I let him. Let myself lean into his care, into the weight of the bond that wraps around my heart, an anchor instead of a chain. I don’t know what this surprise is.

But right now, with his hands steady on my skates and his presence wrapping around me, I believe him. Maybe it will make me smile. Maybe something good is waiting.

Graham finishes unlacing my skates, helping me out of them, acting as if I’m made of something softer than I am.

I’m not.

But with him, I don’t mind pretending I am.

He doesn’t push me to talk. Just grabs my bag, nods toward the exit, and waits until I’m ready to move.

We don’t go back to my apartment.

He drives in silence, one hand on the wheel, the other resting on the gearshift. The city slips away behind us, brick, metal, and noise fading into open stretches of road and tall trees leaning in and listening.

A house slowly appears at the end of a long driveway.

Sprawling, clean-lined, modern. Sunlight gleams off the wide windows, the siding warm and soft in the midday glow. There’s a porch swing tucked under the eaves, a deep wraparound porch, and the edges of the property stretch out into open green space and tree cover—quiet, private, safe.

No towering fences. No glass walls to show off.
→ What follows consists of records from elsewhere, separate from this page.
PR #96, opened 2019-09-26
Service Bus message transfer fixes

annatisch:


annatisch:
@yunhaoling - you can ignore the separate delivery tag PR and just review this one, as it has those changes as well.

KieranBrantnerMagee:
++LGTM

src/vendor/azure-uamqp-c/src/message.c
```diff
@@ -1447,3 +1465,71 @@ int message_get_message_format(MESSAGE_HANDLE message, uint32_t *message_format)
...
+    {
+        AMQP_VALUE new_delivery_tag = amqpvalue_clone(delivery_tag_value);
+        if (new_delivery_tag == NULL)
+        {
+            LogError("Cannot clone delivery tag");
+            result = __FAILURE__;
+        }
+        else
+        {
+
```
yunhaoling: should we add this here?
```c
if (message->delivery_tag != NULL)
{
    amqpvalue_destroy(message->delivery_tag);
}
```

src/vendor/azure-uamqp-c/src/message.c
```diff
@@ -1447,3 +1465,71 @@ int message_get_message_format(MESSAGE_HANDLE message, uint32_t *message_format)
...
+    else
+    {
+        if (message->delivery_tag == NULL)
+        {
+            *delivery_tag_value = NULL;
+            result = 0;
+        }
+        else
+        {
+            AMQP_VALUE new_delivery_tag = amqpvalue_clone(message->delivery_tag);
```
yunhaoling: we can just do it this way without declaring the `new_delivery_tag`?
```c
*delivery_tag_value = amqpvalue_clone(message->delivery_tag);
if(*delivery_tag_value == NULL)
{
    LogError("Cannot clone delivery tag");
    result = __FAILURE__;
}
else
{
    return = 0;
}
```

src/vendor/azure-uamqp-c/src/link.c
```diff
@@ -1575,6 +1570,12 @@ void link_dowork(LINK_HANDLE link)
     {
         tickcounter_ms_t current_tick;
 
+        if (link->current_link_credit == 0)
```
yunhaoling: I'm not sure about this one.
From the code I think what you proposed to do is by calling this way to get the sender/receiver start working:
```c
while(work_flag) {
    connection_dowork(conn);
    link_dowork(link);
}
```

the responsibility of `send_flow` is shipped from callback to an active way.

I'm wondeing about the case below:

1. The current link credit is 5
2. connection_dowork receives 10 Transfer frames
3. it will call the callback function `link_frame_received`
4. the link_instance->current_link_credit becomes < 0
5. link_dowork is called

src/vendor/azure-uamqp-c/src/message_receiver.c
```diff
@@ -236,35 +235,60 @@ static AMQP_VALUE on_transfer_received(void* context, TRANSFER_HANDLE transfer,
...
         {
-            AMQPVALUE_DECODER_HANDLE amqpvalue_decoder = amqpvalue_decoder_create(decode_message_value_callback, message_receiver);
-            if (amqpvalue_decoder == NULL)
+            delivery_tag received_message_tag;
+            if (transfer_get_delivery_tag(transfer, &received_message_tag) != 0)
             {
-                LogError("Cannot create AMQP value decoder");
-                set_message_receiver_state(message_receiver, MESSAGE_RECEIVER_STATE_ERROR);
+                    LogError("Could not get the delivery tag from the transfer performative");
+                    set_message_receiver_state(message_receiver, MESSAGE_RECEIVER_STATE_ERROR);
```
yunhaoling: indentation

src/vendor/azure-uamqp-c/src/message.c
KieranBrantnerMagee: This may be a silly reason for me to feel unsure about that suggestion, but causing a side effect (setting the output value to null) in the failure case seems a little bit "impure" given that we're communicating failure via the return variable, at least in terms of saving effectively a line of code.  If there's precedence in other functions that overrides this feel free to entirely ignore me.

yunhaoling: @KieranBrantnerMagee you're right
no problem for this one

src/message.pyx
```diff
@@ -233,6 +233,16 @@ cdef class cMessage(StructBase):
         if c_message.message_set_message_format(self._c_value, value) != 0:
                 self._value_error()
 
+    @property
+    def delivery_tag(self):
```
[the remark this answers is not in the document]
annatisch: No I don't think so - this tag is (I think) only set by a broker, and the current library has no ability to act as a broker/server

src/vendor/azure-uamqp-c/src/message.c
annatisch: I can't tell where you're suggesting I put it - I think the github diff is messed up....

src/vendor/azure-uamqp-c/src/message.c
```diff
@@ -1447,3 +1465,71 @@ int message_get_message_format(MESSAGE_HANDLE message, uint32_t *message_format)
...
+int message_set_delivery_tag(MESSAGE_HANDLE message, AMQP_VALUE delivery_tag_value)
+{
+    int result;
+
+    if ((message == NULL) || (delivery_tag_value == NULL))
+    {
+        LogError("Bad arguments: message = %p, delivery_tag = %p",
+            message, delivery_tag_value);
+        result = __FAILURE__;
+    }
```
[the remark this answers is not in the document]
annatisch: Interesting - I don't think this will be an issue here because we're already NULL validating the value before this function, and also this value should never be set twice on a single message (making the reset unnecessary). However I have adopted the same behaviour to be consistent.

src/vendor/azure-uamqp-c/src/message.c
annatisch: Ah I get it - again I don't think it's necessary as this value should never be set twice, but will add to be extra safe

src/vendor/azure-uamqp-c/src/link.c
annatisch: Yeah - tbh I don't know about this either.... And I need to spend more time testing it.
At the very least I can make this a `<= 0` check in the meantime, in case we ever hang because it somehow went negative...

src/message.pyx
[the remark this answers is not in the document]
yunhaoling: oh, I thought that we could act as a server, good to know that we don't have the ability right now.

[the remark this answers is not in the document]
annatisch: It's true that the C library can - however those features were never exposed in the Python bindings :)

Only a quiet peace.

It’s understated in the way only real effort can be. Someone built it to last.

Not flashy.

But undeniably his. I sit back in my seat, staring at it as he parks.

It’s not aCinderellamoment.

I’ve been around money my whole life, and I honestly don’t care much for the flash of it. I know the difference between generational wealth and earned comfort.

And this is earned.

He turns off the engine, glancing over at me.

“This is yours?” I ask.

He nods once. “Yeah.”

He doesn’t say more than that. Doesn’t explain the years it must’ve taken. The jobs. The grind. The way a boy with no safety net builds something solid from the dirt. But I feel it.

In every inch of this place. It’s not just a house.

It’s proof.

Proof that he survived. Proof that he’s not going anywhere. My heart stumbles.

“This feels big,” I say, fingers tightening around the strap of my purse.

His eyes hold mine. Steady. Unshakable. “It is.”

And when he opens his door and walks around to mine, I realize, this is really forever.